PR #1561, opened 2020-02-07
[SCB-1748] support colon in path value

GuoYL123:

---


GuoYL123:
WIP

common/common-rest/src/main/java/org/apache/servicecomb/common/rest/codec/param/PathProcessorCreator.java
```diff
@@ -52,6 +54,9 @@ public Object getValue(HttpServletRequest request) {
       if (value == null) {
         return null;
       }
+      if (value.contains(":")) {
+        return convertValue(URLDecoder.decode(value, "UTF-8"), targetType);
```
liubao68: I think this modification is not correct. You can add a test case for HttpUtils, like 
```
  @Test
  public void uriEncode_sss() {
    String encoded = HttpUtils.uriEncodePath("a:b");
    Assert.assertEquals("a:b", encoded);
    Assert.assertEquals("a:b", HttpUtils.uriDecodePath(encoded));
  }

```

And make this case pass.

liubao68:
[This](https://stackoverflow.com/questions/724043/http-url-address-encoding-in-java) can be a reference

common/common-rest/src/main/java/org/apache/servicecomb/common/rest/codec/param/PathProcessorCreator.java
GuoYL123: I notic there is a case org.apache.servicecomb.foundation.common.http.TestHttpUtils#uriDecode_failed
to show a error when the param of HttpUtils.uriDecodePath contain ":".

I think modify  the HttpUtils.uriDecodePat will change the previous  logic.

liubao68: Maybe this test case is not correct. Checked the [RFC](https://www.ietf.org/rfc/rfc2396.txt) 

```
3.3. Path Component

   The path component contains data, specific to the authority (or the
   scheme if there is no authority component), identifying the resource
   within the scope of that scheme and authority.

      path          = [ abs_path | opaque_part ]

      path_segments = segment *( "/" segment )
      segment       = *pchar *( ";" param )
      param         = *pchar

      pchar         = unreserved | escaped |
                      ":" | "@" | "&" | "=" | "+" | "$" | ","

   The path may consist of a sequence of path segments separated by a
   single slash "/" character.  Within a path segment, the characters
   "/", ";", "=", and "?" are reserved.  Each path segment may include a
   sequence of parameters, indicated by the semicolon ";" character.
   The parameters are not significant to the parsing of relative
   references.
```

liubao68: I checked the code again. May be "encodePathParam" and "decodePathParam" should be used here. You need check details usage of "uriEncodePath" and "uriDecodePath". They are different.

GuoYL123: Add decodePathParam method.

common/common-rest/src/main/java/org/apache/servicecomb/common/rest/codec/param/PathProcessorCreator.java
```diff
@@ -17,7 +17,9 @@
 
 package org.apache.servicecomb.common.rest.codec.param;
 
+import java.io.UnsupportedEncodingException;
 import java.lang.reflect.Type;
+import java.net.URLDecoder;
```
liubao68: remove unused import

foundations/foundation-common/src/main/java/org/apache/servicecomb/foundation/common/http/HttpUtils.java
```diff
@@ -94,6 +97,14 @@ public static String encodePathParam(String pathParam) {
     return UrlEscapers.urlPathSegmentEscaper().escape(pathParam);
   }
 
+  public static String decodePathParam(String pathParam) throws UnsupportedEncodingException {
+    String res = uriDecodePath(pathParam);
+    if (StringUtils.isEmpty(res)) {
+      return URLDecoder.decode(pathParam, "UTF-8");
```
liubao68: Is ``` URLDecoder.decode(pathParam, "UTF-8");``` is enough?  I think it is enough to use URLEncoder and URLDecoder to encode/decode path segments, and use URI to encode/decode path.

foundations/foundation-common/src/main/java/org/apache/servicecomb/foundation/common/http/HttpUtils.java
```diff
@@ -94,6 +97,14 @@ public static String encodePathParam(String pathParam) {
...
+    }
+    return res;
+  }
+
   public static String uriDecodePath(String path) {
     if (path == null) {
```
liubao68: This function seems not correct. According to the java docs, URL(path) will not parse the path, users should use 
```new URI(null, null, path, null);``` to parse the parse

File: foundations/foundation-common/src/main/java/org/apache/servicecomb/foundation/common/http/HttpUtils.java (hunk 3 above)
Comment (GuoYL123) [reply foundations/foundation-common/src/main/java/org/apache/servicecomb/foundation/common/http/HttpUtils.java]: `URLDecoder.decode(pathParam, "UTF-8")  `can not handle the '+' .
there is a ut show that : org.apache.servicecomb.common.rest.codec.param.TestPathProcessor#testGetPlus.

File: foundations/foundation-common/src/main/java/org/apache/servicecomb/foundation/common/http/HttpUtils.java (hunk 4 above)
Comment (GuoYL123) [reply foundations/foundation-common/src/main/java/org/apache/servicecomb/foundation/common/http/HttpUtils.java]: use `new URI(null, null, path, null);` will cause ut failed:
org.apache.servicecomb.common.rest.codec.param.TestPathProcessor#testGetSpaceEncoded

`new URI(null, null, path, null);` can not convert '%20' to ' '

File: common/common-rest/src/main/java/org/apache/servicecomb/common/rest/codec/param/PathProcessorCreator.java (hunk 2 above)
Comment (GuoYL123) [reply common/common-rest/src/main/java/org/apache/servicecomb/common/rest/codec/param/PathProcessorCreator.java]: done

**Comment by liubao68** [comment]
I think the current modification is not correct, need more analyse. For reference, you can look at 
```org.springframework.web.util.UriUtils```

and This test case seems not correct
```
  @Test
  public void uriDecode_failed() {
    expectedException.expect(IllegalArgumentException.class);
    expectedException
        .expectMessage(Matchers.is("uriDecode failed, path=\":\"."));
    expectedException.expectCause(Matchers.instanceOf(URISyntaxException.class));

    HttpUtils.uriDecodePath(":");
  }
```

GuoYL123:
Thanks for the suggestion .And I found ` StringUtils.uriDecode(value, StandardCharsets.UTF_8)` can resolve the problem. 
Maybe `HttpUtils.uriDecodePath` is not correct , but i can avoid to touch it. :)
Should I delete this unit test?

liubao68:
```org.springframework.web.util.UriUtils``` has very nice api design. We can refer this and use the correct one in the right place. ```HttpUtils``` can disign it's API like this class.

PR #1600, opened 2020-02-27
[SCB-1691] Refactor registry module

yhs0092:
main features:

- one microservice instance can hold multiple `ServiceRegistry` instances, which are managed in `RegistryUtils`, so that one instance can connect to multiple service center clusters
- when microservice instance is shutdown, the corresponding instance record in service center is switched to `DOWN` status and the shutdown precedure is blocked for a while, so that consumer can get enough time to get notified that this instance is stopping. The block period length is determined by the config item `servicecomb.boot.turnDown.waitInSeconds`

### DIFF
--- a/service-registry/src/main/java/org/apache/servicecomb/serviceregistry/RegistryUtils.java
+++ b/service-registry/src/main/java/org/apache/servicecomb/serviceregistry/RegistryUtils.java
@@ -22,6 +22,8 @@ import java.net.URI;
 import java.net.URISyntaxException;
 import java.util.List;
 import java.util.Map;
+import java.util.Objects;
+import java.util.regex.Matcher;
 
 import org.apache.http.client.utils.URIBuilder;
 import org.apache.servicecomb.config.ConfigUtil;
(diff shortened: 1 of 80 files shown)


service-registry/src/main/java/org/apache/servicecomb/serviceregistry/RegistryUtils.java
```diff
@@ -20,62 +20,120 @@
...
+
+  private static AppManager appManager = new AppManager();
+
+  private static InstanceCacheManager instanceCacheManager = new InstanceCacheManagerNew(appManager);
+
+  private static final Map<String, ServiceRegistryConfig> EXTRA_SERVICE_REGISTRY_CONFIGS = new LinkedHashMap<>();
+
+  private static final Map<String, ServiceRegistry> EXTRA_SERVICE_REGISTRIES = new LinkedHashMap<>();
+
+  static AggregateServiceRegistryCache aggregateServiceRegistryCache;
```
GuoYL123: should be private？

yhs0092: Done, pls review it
*****
▸ YOUR OBJECTIVE:
Return, from the material above, every line with the word "sequence".

▸ SOLUTION BELOW:
   The path may consist of a sequence of path segments separated by a
   sequence of parameters, indicated by the semicolon ";" character.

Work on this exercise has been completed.